Smiles and SWB • Women with Duchenne smiles in college yearbook photos. • 30 years later: • Had happier marriages • Felt less stress • Had higher SWB scores. • Conclusion SWB stable over time. • Related to psychological wellness.
Psychological components of SWB • Ed Diener and David Myers • 1. High self esteem • Most important predictor of SWB • Western cultures value individual achievement and success • Eastern cultures value group success. • Self esteem tied to group membership.
Psychological components #2 • 2. Sense of perceived control. • Belief some measure of control over life events (in cases where possible). • Rutter: Locus of Control • Internal locus best. • Newer term: personal control: belief that you can effect outcomes.
Not always in control • Some occasions may turn over control. • Example: higher power in AA. • Relinquish perceived control. • Hurricane, floods, acts of God. • Events outside your control. • Wisdom to know when to depend on this belief.
Psychological components #3 • 3. Extroversion • Higher SWB in people who are interested in things outside themselves. • Extroverts generally have higher SWB. • Seek and enjoy company of others. • Doesn’t mean that all introverts are unhappy. • Introverts prefer join a few close friends.

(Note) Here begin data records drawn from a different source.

PR #6336, opened 2024-10-16
Add PiecewisePolynomial, QuaternionFunctionofTime, and Serialize Pybindings

AlexCarpenter46:
## Proposed changes

Adds some pybindings necessary for creating volume data with functions of time in python.

### Code review checklist

  Then open `index.html`.
  `new feature` if appropriate.

### DIFF
--- a/src/Domain/Python/FunctionsOfTime.cpp
+++ b/src/Domain/Python/FunctionsOfTime.cpp
@@ -12,6 +12,8 @@
 #include <unordered_map>
 
 #include "Domain/FunctionsOfTime/FunctionOfTime.hpp"
+#include "Domain/FunctionsOfTime/PiecewisePolynomial.hpp"
+#include "Domain/FunctionsOfTime/QuaternionFunctionOfTime.hpp"
 #include "Domain/FunctionsOfTime/RegisterDerivedWithCharm.hpp"
 #include "Utilities/Serialization/Serialize.hpp"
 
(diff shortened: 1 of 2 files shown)


src/Domain/Python/FunctionsOfTime.cpp
```diff
@@ -21,22 +23,99 @@ namespace domain::py_bindings {
...
       .def("func_and_deriv", &FunctionsOfTime::FunctionOfTime::func_and_deriv,
            py::arg("t"))
       .def("func_and_2_derivs",
            &FunctionsOfTime::FunctionOfTime::func_and_2_derivs, py::arg("t"));
+  m.def(
+      "serialize_functions_of_time",
+      [](const std::unordered_map<
+          std::string,
+          std::shared_ptr<domain::FunctionsOfTime::FunctionOfTime>>&
+             shared_deserialized_functions_of_time) {
```
knelli2: You can just call this argument `functions_of_time`. The fact that it's shared is just a python thing, and they are clearly deserialized (since it's not a `vector<char>`)

src/Domain/Python/FunctionsOfTime.cpp
```diff
@@ -21,22 +23,99 @@ namespace domain::py_bindings {
...
+        std::unordered_map<
+            std::string,
+            std::unique_ptr<domain::FunctionsOfTime::FunctionOfTime>>
+            unique_deserialized_functions_of_time{};
+        if (shared_deserialized_functions_of_time.contains("Expansion")) {
```
knelli2: Just loop over all keys in the input map and call `get_clone`. No need to get specific names

src/Domain/Python/FunctionsOfTime.cpp
```diff
@@ -21,22 +23,99 @@ namespace domain::py_bindings {
...
       "deserialize_functions_of_time",
       [](const std::vector<char>& serialized_functions_of_time) {
         return deserialize<std::unordered_map<
             std::string,
-            std::unique_ptr<domain::FunctionsOfTime::FunctionOfTime>>>(
+            std::shared_ptr<domain::FunctionsOfTime::FunctionOfTime>>>(
             serialized_functions_of_time.data());
       },
       py::arg("serialized_functions_of_time"));
+  py::class_<FunctionsOfTime::PiecewisePolynomial<3>,
```
knelli2: Just for organization, move these classes right after the `FunctionsOfTime::FunctionOfTime` class.

src/Domain/Python/FunctionsOfTime.cpp
```diff
@@ -21,22 +23,99 @@ namespace domain::py_bindings {
...
+             FunctionsOfTime::FunctionOfTime,
+             std::shared_ptr<FunctionsOfTime::PiecewisePolynomial<3>>>(
```
knelli2: For the PiecewisePolynomial, let's bind both order 2 and 3. To avoid duplicating code, write a lambda that's templated and call that for 2 and 3 like so

```cpp
const auto bind_piecewise_polynomial = [&]<size_t Order>() {
  // code that you have now using Order
  // Have each name be "PiecewisePolynomial" + std::to_string(Order)
};

bind_piecewise_polynomial.template operator()<2>();
bind_piecewise_polynomial.template operator()<3>();
```

(no need to do this for the Quat)

knelli2 (changes requested):
You can squash everything in directly. No need for fixups

knelli2 (dismissed):

src/Domain/Python/FunctionsOfTime.cpp
```diff
@@ -21,22 +23,88 @@ namespace domain::py_bindings {
...
+               FunctionsOfTime::FunctionOfTime,
+               std::shared_ptr<FunctionsOfTime::PiecewisePolynomial<Order>>>(
+        m, class_name.c_str())
+        .def(py::init(
+            [](double time,
+               std::array<DataVector, Order + 1>& initial_func_and_derivs,
+               double expiration_time) {
+              return FunctionsOfTime::PiecewisePolynomial<Order>(
+                  time, initial_func_and_derivs, expiration_time);
+            }))
```
nilsvu: Replace this with `.def(py::init<double, std::array<DataVector, Order + 1>, double>())` (this just uses the constructor with these types, no need for an extra lambda). Also add `py::arg()`s to name the arguments.

src/Domain/Python/FunctionsOfTime.cpp
```diff
@@ -21,22 +23,88 @@ namespace domain::py_bindings {
...
+        .def("time_bounds", &FunctionsOfTime::FunctionOfTime::time_bounds)
```
nilsvu: Doesn't pybind11 expose the superclass' bound functions automatically?

tests/Unit/Domain/Python/Test_FunctionsOfTime.py
```diff
@@ -33,6 +39,54 @@ def test_deserialize(self):
             3 * [DataVector(size=3, fill=0.0)],
         )
 
+    def test_serialize(self):
+        translation_fot = PiecewisePolynomial2(
+            0.0, 3 * [DataVector(size=3, fill=0.0)], math.inf
```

Psychological components #4 • Optimism • “a tendency to expect the best possible outcome; to dwell on the most hopeful aspect of a situation.” • Look to the future with hope and positive expectations. • Optimistic explanatory style
Explanatory style example • Professor doesn’t return my phone call about writing a recommendation. • Negative: • professor hates me; he is ignoring me. • Positive: • out of town, will respond when he returns. • Make another call in a week.
Psychological components #5 • 5. Positive social relationships • High correlations of SWB with satisfaction with family and friends. • Social support and emotional intimacy. • Important for physical and psychological health. • Strongest external source of SWB. • Social contact better predictor than wealth, education or career.
Importance of family • Rare person who, as his life draws to a close, wishes he had spent more time with at work.
Psychological components #6 • 6. Sense of meaning and purpose. • Defined as spirituality by some. • Doesn’t have to be religious. • Belief that your life is connected to a greater good. • Your life will make a difference.
Man’s search for meaning • Viktor Frankl • Concentration camp survivor. • Belief that you can find a purpose in life even in terrible conditions. • To give up hope is to give up the will to live.